Input data |
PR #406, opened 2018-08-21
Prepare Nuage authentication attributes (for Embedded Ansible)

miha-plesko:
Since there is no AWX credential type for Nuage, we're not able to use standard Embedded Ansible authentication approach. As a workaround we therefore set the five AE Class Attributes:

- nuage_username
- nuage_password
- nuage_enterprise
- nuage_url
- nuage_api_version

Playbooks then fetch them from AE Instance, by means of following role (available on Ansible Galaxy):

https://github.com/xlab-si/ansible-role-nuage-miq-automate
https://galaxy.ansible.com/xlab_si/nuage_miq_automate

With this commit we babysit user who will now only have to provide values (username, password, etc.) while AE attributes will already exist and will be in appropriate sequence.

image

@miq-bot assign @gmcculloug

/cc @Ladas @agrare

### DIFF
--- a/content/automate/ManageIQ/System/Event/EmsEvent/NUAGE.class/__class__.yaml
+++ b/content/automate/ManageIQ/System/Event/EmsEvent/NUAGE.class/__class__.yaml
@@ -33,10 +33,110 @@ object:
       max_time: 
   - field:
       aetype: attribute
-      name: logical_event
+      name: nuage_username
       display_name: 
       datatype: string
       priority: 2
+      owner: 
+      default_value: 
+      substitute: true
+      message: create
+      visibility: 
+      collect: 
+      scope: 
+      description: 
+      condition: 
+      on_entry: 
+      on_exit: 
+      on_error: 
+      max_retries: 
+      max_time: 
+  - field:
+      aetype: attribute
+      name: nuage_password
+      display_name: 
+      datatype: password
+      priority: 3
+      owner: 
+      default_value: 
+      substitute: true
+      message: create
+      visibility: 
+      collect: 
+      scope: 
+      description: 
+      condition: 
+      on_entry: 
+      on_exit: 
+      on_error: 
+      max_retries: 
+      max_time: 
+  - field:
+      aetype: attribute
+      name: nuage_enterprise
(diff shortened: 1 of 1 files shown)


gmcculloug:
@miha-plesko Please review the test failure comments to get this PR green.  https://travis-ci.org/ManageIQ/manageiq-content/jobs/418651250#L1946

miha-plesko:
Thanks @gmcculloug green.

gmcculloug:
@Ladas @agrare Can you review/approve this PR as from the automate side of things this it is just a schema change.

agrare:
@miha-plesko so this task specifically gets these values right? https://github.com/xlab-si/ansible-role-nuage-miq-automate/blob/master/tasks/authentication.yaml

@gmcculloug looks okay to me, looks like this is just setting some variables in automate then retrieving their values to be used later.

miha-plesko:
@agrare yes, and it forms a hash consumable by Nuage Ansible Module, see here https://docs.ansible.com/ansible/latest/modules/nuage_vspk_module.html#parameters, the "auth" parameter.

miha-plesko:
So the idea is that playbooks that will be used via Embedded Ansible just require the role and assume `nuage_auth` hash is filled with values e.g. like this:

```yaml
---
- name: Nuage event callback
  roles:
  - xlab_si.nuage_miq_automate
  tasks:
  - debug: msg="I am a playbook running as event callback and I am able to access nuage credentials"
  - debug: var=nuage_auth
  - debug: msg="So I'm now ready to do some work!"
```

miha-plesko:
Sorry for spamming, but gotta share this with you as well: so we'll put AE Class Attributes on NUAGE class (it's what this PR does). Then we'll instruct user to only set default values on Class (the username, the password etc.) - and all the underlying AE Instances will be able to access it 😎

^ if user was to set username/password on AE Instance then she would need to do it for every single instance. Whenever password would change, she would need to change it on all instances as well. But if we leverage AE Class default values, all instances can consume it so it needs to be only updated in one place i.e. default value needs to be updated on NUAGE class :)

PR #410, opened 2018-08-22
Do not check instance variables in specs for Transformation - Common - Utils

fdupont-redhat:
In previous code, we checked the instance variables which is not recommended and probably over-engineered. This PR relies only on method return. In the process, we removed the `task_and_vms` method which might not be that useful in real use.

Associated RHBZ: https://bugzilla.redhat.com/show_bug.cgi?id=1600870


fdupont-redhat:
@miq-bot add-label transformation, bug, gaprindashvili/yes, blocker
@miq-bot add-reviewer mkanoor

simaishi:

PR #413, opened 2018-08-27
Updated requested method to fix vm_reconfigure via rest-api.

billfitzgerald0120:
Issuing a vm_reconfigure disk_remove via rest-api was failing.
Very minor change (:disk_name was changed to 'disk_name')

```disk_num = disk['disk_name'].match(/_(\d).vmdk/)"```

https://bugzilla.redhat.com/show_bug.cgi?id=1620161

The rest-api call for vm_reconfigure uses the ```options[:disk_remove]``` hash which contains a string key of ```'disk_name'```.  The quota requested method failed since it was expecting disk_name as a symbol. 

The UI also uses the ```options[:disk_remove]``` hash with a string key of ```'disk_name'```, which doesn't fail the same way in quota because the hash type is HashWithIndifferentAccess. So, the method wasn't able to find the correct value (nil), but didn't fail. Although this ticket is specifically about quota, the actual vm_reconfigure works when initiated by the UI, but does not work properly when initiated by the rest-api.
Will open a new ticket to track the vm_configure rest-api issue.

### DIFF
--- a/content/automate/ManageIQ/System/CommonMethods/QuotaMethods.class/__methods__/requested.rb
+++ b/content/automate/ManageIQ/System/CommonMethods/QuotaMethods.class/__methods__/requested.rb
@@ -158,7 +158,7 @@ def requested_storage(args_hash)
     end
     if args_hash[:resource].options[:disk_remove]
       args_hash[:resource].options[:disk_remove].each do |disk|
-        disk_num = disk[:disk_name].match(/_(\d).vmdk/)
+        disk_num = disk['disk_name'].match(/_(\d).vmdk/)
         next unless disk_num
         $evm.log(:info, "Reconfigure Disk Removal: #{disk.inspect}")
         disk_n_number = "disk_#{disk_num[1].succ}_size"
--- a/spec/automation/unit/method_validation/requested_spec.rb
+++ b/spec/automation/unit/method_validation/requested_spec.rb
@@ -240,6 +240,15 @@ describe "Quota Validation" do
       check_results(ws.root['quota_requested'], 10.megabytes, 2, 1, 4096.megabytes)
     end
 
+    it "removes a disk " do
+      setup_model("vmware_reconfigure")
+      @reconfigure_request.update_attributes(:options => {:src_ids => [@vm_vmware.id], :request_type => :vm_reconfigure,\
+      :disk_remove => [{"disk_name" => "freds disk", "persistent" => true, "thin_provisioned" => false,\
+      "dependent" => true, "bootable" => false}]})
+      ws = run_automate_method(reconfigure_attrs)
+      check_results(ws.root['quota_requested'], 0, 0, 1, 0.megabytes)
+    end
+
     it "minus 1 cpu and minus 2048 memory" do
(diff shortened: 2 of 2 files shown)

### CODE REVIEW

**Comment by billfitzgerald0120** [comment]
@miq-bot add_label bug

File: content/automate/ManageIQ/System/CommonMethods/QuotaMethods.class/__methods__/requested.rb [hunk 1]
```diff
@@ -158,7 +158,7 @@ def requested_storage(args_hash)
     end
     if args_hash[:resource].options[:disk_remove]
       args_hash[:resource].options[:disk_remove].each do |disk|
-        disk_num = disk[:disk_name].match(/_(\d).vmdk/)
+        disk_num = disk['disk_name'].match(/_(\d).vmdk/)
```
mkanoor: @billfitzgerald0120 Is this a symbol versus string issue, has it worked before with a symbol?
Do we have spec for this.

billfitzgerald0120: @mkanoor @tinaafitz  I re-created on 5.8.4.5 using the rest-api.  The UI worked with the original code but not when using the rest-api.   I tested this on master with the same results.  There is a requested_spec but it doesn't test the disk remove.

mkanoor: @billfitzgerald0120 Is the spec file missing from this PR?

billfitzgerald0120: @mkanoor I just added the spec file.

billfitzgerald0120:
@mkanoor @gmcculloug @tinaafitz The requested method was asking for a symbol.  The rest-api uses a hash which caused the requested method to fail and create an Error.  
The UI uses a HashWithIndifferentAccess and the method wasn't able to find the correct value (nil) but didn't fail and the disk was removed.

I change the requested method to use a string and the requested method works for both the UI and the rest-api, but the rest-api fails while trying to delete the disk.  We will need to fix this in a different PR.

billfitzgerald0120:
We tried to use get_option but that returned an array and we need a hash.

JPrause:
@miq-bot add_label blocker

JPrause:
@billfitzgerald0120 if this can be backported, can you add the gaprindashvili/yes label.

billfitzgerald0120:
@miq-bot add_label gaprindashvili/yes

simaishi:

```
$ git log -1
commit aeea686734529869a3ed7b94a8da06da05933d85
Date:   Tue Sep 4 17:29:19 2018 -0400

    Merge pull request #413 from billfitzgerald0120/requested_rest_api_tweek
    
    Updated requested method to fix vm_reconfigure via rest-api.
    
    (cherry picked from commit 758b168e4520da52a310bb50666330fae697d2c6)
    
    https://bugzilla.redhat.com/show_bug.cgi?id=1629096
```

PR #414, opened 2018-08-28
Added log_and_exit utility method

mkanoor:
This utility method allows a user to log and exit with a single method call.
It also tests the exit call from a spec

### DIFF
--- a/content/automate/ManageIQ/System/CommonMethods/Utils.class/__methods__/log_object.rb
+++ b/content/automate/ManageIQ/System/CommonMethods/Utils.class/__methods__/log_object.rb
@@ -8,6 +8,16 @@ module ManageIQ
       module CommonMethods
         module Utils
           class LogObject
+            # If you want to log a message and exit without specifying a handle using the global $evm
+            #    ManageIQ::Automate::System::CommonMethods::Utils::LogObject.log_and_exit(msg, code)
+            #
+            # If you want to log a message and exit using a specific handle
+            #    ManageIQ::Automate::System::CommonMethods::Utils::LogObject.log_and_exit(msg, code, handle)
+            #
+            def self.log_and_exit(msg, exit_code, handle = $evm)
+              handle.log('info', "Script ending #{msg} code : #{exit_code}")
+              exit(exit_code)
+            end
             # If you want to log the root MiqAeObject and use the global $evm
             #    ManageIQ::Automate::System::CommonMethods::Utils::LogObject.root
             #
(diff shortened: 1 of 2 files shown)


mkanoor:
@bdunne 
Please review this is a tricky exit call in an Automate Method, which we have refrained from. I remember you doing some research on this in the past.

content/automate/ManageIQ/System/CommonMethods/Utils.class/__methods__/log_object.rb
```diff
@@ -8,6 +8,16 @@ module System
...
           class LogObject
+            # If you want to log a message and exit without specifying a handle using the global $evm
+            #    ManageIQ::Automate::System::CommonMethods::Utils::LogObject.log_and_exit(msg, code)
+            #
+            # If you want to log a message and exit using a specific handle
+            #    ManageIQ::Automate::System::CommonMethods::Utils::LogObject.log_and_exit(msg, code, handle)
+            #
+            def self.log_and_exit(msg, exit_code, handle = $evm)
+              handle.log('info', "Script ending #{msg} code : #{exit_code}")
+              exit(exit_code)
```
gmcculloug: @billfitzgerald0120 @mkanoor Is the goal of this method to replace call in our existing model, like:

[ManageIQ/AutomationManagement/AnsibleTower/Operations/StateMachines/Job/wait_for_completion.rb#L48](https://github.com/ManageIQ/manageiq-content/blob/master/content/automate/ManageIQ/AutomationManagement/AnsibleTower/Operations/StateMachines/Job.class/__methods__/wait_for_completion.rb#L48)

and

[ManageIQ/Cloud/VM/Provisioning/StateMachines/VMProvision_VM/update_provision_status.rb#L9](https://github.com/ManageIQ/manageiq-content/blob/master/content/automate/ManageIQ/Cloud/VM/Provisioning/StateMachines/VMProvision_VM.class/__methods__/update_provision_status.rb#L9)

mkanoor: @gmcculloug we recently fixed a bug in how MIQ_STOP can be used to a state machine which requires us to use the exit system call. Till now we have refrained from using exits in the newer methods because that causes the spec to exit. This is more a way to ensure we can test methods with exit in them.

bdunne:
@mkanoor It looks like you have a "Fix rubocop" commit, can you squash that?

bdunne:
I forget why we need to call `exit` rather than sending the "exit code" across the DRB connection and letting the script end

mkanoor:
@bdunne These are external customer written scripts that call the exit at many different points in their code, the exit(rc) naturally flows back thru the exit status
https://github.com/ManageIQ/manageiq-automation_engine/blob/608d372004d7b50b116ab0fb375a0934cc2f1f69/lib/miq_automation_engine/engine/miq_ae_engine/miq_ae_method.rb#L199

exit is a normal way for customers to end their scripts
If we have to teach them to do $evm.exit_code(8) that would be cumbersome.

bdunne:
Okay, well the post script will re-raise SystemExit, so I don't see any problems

What needs to be done |
Locate the word "authentication" in the records above, and return each line that has it.

Task solution |
Prepare Nuage authentication attributes (for Embedded Ansible)
Since there is no AWX credential type for Nuage, we're not able to use standard Embedded Ansible authentication approach. As a workaround we therefore set the five AE Class Attributes:
@miha-plesko so this task specifically gets these values right? https://github.com/xlab-si/ansible-role-nuage-miq-automate/blob/master/tasks/authentication.yaml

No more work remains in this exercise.